Ingrid de Kok grew up in Stilfontein, a gold mining town in South Africa. When she was 12 years old, her parents moved to Johannesburg. In 1977 she emigrated to Canada where she lived until returning to South Africa in 1984. Ingrid is a Fellow of the University of Cape Town, a Professor in Extra Mural Studies and part of a team of two that designs and administers the public non-formal educational curriculum that constitutes the Extra-Mural Programmes at the University of Cape Town. She has also designed and co-ordinated national colloquiums and cultural programmes, such as one on Technology and Reconstruction and on Equal Opportunity Policy and At the Fault Line: Cultural Inquiries into Truth and Reconciliation and runs various capacity building, civic and trade union programmes. She alternates in the role of Director.

Evie Shockley

Born and raised in Nashville, Tennessee, Evie Shockley received her BA from Northwestern University. After studying Law at the University of Michigan, she earned her PhD in African Literature from Duke University.

Shockley’s first book, The Gorgon Goddess, was published by Carolina Wren Press in 2001. Since then she has published three books: a half-red sea (Carolina Wren Press, 2006),31 words * prose poems (Belladonna* Books, 2007), and the new black(Wesleyan University Press, 2011). Embracing both free verse and formal structures, Shockley straddles the divide between traditional and experimental poetics. A review of her work in Library Journal noted that, “Shockley’s work incorporates elements of myth without being patently ‘mythical’ and is personal without being self-indulgent, sentimental without being saccharine.” Her reported influences include Gwendolyn Brooks, Lucille Clifton, and Harryette Mullen.

A Cave Canem graduate fellow, Shockley was also awarded a residency at the Hedgebrook Retreat for Women Writers in 2003. Two of her poems were displayed in the Biko 30/30 exhibit, a commemoration of the life and work of anti-apartheid activist Steven Biko, which toured South Africa in 2007. Shockley was co-editor of the poetry journal jubilat from 2004-2007, and teaches African American Literature and Creative Writing at Rutgers University-New Brunswick.

Yvette Christiansë

Yvette Christiansë is a South African-born poet, novelist, and scholar. She is the author of two books of poetry: Imprendehora (published in South Africa by Kwela Books/Snail Press 2009) anda novel,Castaway (Duke University Press, 1999).Imprendehora was a finalist for the Via Afrika Herman Charles Bosman Prize in 2010 and Castaway was a finalist in the 2001 PEN International Poetry Prize. Her novel Unconfessed (Other Press, 2006; Kwela Books, 2007; Querido, 2007) was a finalist for the Hemingway/PEN Prize for first fiction and received a 2007 ForeWord Magazine BEA Award. It was also shortlisted for the University of Johannesburg Prize and the International IMPAC Dublin Literary Award in 2008, and nominated for the Ama Ata Aidoo Prize 2010. Her poetry has been published in the U.S., South Africa, Australia, Canada, France and Italy.
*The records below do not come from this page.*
PR #968, opened 2026-08-20
feat: add Telnyx as a native telephony provider

### LINKED ISSUE #867: Native Telnyx Telephony Provider Support
Hi team,

Would you consider adding Telnyx as a first-class telephony provider alongside Twilio and Plivo?

Telnyx is widely used in the AI voice ecosystem and offers competitive pricing, SIP trunking, media streaming, and phone number availability in regions where Twilio coverage can be limited.

I noticed the open-source repository already mentions Telnyx as a potential telephony extension, and the platform currently supports providers such as Twilio and Plivo. Native Telnyx support would make adoption easier for teams already using Telnyx infrastructure and would eliminate the need for custom forks and integrations.

Thanks!

mahi0601:
## Summary

Bolna currently supports Twilio, Plivo, Exotel, Vobiz, and Asterisk SIP trunks for phone calls, but not Telnyx. This adds Telnyx as a first-class `TelephonyProvider`, following the exact same registration pattern the existing providers use (`SUPPORTED_INPUT_HANDLERS`/`SUPPORTED_OUTPUT_HANDLERS` in `providers.py`, `TelephonyProvider.telephony_providers()`/`mulaw_providers()` in `enums.py`), so no new branching logic is needed elsewhere - `task_manager.py`'s mulaw/audio-format selection and `models.py`'s provider validation pick it up automatically.

Closes #867

## What's here

- `bolna/input_handlers/telephony_providers/telnyx.py` - parses Telnyx Media Streaming's `start`/`media`/`mark`/`stop` events
- `bolna/output_handlers/telephony_providers/telnyx.py` - formats outgoing `media`/`mark`/`clear` events, converting PCM to mulaw
- Registration in `enums.py`, `providers.py`, `input_handlers/__init__.py`, `output_handlers/__init__.py`
- Two mulaw-provider lists in `task_manager.py` updated so TTS output is correctly forced to mulaw@8kHz for Telnyx calls
- `tests/tests/test_telnyx_provider.py` - 8 tests covering registration, call-start parsing, and outbound message formatting

## Two protocol details worth flagging for review

Telnyx's Media Streaming protocol looks like Twilio's on the surface (same event names), but differs in two ways. I verified both against [Telnyx's docs](https://developers.telnyx.com/api-reference/websockets/stream-call-media-over-websocket) and cross-checked against pipecat's production `TelnyxFrameSerializer` rather than assuming Twilio parity:

1. The call id lives at `start.call_control_id`, with the stream id at the **top level** of every frame as `stream_id` - not nested inside `start` like Twilio's `streamSid`.
2. Outbound `media`/`mark`/`clear` frames carry **no session id at all** - Twilio/Plivo/Vobiz all stamp their session id into every outgoing frame, but Telnyx's spec (and pipecat's implementation) send just the bare event + payload, since the websocket connection itself identifies the stream. Called this out in a docstring on the output handler so it doesn't read as an oversight.

I did **not** override `requires_custom_voicemail_detection()` to `False` (i.e. left it at the base class's `True` default, same as Plivo/Vobiz) since I haven't verified Telnyx's native AMD meets the contract that flag implies for Twilio/Exotel/sip-trunk - happy to wire that in as a follow-up if a maintainer confirms it's safe.

## Deliberately out of scope

A `local_setup/telephony_server/telnyx_api_server.py` dev script (mirroring `twilio_api_server.py`) for originating outbound calls. Telnyx originates calls via Call Control REST + webhook events rather than Twilio's synchronous TwiML response - different enough surface that it deserves its own PR and review rather than being bundled in here.

## Testing

- `pytest tests/` - 970 passed (962 pre-existing baseline + 8 new), same 38 pre-existing unrelated failures as unpatched master, no regressions
- `ruff check` / `ruff format --check` - clean on all changed files


bolna/output_handlers/telephony_providers/telnyx.py
```diff
@@ -0,0 +1,46 @@
...
+
+        super().__init__(io_provider, websocket, mark_event_meta_data, log_dir_name)
+        self.is_chunking_supported = True
+
+    async def handle_interruption(self):
+        if self._closed:
+            return
+        try:
+            logger.info("interrupting because user spoke in between")
+            await self.websocket.send_text(json.dumps({"event": "clear"}))
```
san0808: Should this go through `self._send_text()` rather than `self.websocket.send_text()`? #970 wrapped every telephony send in a 5s `asyncio.wait_for` because a carrier socket can go half-dead, at which point `send_text` never returns and never raises. `__cleanup_downstream_tasks` awaits `handle_interruption` first with nothing above it bounding the wait, so a Plivo call froze there for ~10.5 minutes. Adding `TelnyxOutputHandler` to the parametrize list in `tests/tests/test_telephony_output_send_timeout.py` fails on this line with a `TimeoutError` while Twilio passes.

bolna/output_handlers/telephony_providers/telnyx.py
```diff
@@ -0,0 +1,46 @@
...
+            self.mark_event_meta_data.clear_data()
+        except Exception as e:
+            logger.info(f"WebSocket closed during interruption: {e}")
+            self._closed = True
+
+    async def form_media_message(self, audio_data, audio_format="wav"):
+        if audio_format != "mulaw":
+            audio_data = audioop.lin2ulaw(audio_data, 2)
```
san0808, line 40: Telnyx documents a minimum outbound chunk that the other providers don't: "Provided chunks of audio can be in a size of 20 milliseconds to 30 seconds" (https://developers.telnyx.com/docs/voice/programmable-voice/media-streaming). `output_chunk_size` is 4096, so 512ms of mulaw@8k for the body, but the tail slice is `len % 4096` and the base handler also pads a 1-byte chunk to 2 bytes before sending. Do those undersized frames need a floor here, or does Telnyx tolerate them?

bolna/input_handlers/telephony_providers/telnyx.py
```diff
@@ -0,0 +1,42 @@
...
+from dotenv import load_dotenv
+from bolna.helpers.logger_config import configure_logger
+
+logger = configure_logger(__name__)
+load_dotenv()
+
+
+class TelnyxInputHandler(TelephonyInputHandler):
+    """Telnyx Media Streaming (https://developers.telnyx.com/docs/voice/programmable-voice/media-streaming)
+    uses the same start/media/mark/stop event shape as Twilio, but nests the call id
```
san0808, line 11: Telnyx adds a caveat Twilio doesn't: "The order of events is not guaranteed and the chunk number can be used to reorder the events" (https://developers.telnyx.com/docs/voice/programmable-voice/media-streaming). The base `_listen` appends media in arrival order and ships every 10 frames without reading `chunk`. Safe to rely on because it is a single TCP websocket, or worth reordering?

bolna/output_handlers/telephony_providers/telnyx.py
mahi0601: I didn't check the floor against the tail-chunk case. Let me check what pipecat's TelnyxFrameSerializer does with sub-20ms remainders and confirm with Telnyx's behavior before deciding between padding-to-floor vs. carrying the remainder into the next chunk. Will follow up with a fix or an explicit doc note.

bolna/input_handlers/telephony_providers/telnyx.py
mahi0601: Since it's one TCP connection per call, in-order delivery is guaranteed at the socket layer regardless of what Telnyx's backend does upstream — the chunk field's "reorder" caveat should only matter if there were multiple connections or app-level buffering in play, neither of which apply here. I didn't see pipecat's serializer use chunk for reordering either, only for gap detection potentially. Happy to add a gap-detection log if you think dropped-frame visibility is worth it, but I don't think reordering logic is needed.

bolna/output_handlers/telephony_providers/telnyx.py
mahi0601: Good catch, missed that this needs to go through _send_text() like the rest of the handler. Fixing — will match the pattern used for media/mark and make sure the timeout test passes.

She is also the recipient of The Harri Jones Memorial Prize for poetry (Australia).

She teaches poetry and prose of former English colonies (with an emphasis on South Africa, the Caribbean and Australia), narratives of African Diaspora, 20th Century African American Literatures, poetics and creative writing. Her research interests include the nexus between theories of race and gender, class and postcoloniality. She has been a Distinguished Visiting Fellow at Duke University’s John Hope Franklin Center and a Visiting Professor at Princeton University’s Center for Creative and Performing Arts. She has also been a National Research Council Fellow at the University of Witwatersrand and a visiting writer at the University of Cape Town. Her manuscript on Toni Morrison’s poetics and is forthcoming from Fordham University Press. She is currently writing a book on representations of Liberated Africans or Recaptives between 1807 and 1886.